Directions for this task
Give back all of the data exactly.

(Collected data)
Issue #401, opened 2018-05-26
Sign flipped in stats.multivariate_normal


kuperov:
G'day developers

I love autograd, thanks for the hard work.

It is probably my own error, but I suspect a flipped sign in the derivative of the multivariate normal log density wrt its covariance. Here's a minimal example, or see [this Colab notebook](https://colab.research.google.com/drive/1F5Y1sQzVZT18p7qBGsTUYPXIuYiRy4NK):

```
from autograd import grad
from autograd import numpy as np
from autograd.scipy import stats

# some constants
s = np.array([[2.]]); mu = 2.; x = 1.

# two log density functions that should be the same (univariate and 1x1 multivariate)
def llik(sigma):
  return stats.norm.logpdf(x, np.array(mu), sigma)
def llik_mv(sigma):
  vcv = np.dot(sigma, sigma.T)  # square to get a 1x1 covariance matrix
  return stats.multivariate_normal.logpdf(np.array([[x]]), [mu], vcv)

print('Gradient of log pdf wrt standard deviation:')
print('autograd gradient: norm %.3f  multivariate_normal %.3f' % (
    grad(llik)(s), grad(llik_mv)(s)))

# manually differentiate numerically as a sense check
eps = 1e-7
print('numeric check:     norm %.3f  multivariate_normal %.3f' % (
    (llik(s+eps) - llik(s))/eps, (llik_mv(s+eps) - llik_mv(s))/eps))
```

And the output, on python 3.6.3:
```
Gradient of log pdf wrt standard deviation:
autograd gradient: norm -0.375  multivariate_normal 0.375
numeric check:     norm -0.375  multivariate_normal -0.375
```

I expected both autograd gradients to match, as they do in the numerical version. Have I messed up, or is something wrong here? 

Thanks again for a wonderful library
Alex

PR #412, opened 2018-06-20
Fix vjp for multivariate normal covariance

kuperov:
This pull request adjusts the vjp for the multivariate normal covariance parameter, which was returning gradients with the wrong sign. It seems that a small typo in the unit test script had been preventing the tests for these vjps from running, which is probably why this wasn't picked up earlier. Resolves issue #401 .


j-towns:
Awesome, nice catch!

michaelchughes:
Just wanted to say many thanks to @kuperov! I have been going crazy trying to figure out why some autograd code is giving gradients with the wrong sign, and this PR solves my issue.

Just as an FYI for other users: autograd 1.2 has this bug, but previous versions like autograd 1.1.13 do not.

Solution for this exercise
Issue #401, opened 2018-05-26
Sign flipped in stats.multivariate_normal


kuperov:
G'day developers

I love autograd, thanks for the hard work.

It is probably my own error, but I suspect a flipped sign in the derivative of the multivariate normal log density wrt its covariance. Here's a minimal example, or see [this Colab notebook](https://colab.research.google.com/drive/1F5Y1sQzVZT18p7qBGsTUYPXIuYiRy4NK):

```
from autograd import grad
from autograd import numpy as np
from autograd.scipy import stats

# some constants
s = np.array([[2.]]); mu = 2.; x = 1.

# two log density functions that should be the same (univariate and 1x1 multivariate)
def llik(sigma):
  return stats.norm.logpdf(x, np.array(mu), sigma)
def llik_mv(sigma):
  vcv = np.dot(sigma, sigma.T)  # square to get a 1x1 covariance matrix
  return stats.multivariate_normal.logpdf(np.array([[x]]), [mu], vcv)

print('Gradient of log pdf wrt standard deviation:')
print('autograd gradient: norm %.3f  multivariate_normal %.3f' % (
    grad(llik)(s), grad(llik_mv)(s)))

# manually differentiate numerically as a sense check
eps = 1e-7
print('numeric check:     norm %.3f  multivariate_normal %.3f' % (
    (llik(s+eps) - llik(s))/eps, (llik_mv(s+eps) - llik_mv(s))/eps))
```

And the output, on python 3.6.3:
```
Gradient of log pdf wrt standard deviation:
autograd gradient: norm -0.375  multivariate_normal 0.375
numeric check:     norm -0.375  multivariate_normal -0.375
```

I expected both autograd gradients to match, as they do in the numerical version. Have I messed up, or is something wrong here? 

Thanks again for a wonderful library
Alex

PR #412, opened 2018-06-20
Fix vjp for multivariate normal covariance

kuperov:
This pull request adjusts the vjp for the multivariate normal covariance parameter, which was returning gradients with the wrong sign. It seems that a small typo in the unit test script had been preventing the tests for these vjps from running, which is probably why this wasn't picked up earlier. Resolves issue #401 .


j-towns:
Awesome, nice catch!

michaelchughes:
Just wanted to say many thanks to @kuperov! I have been going crazy trying to figure out why some autograd code is giving gradients with the wrong sign, and this PR solves my issue.

Just as an FYI for other users: autograd 1.2 has this bug, but previous versions like autograd 1.1.13 do not.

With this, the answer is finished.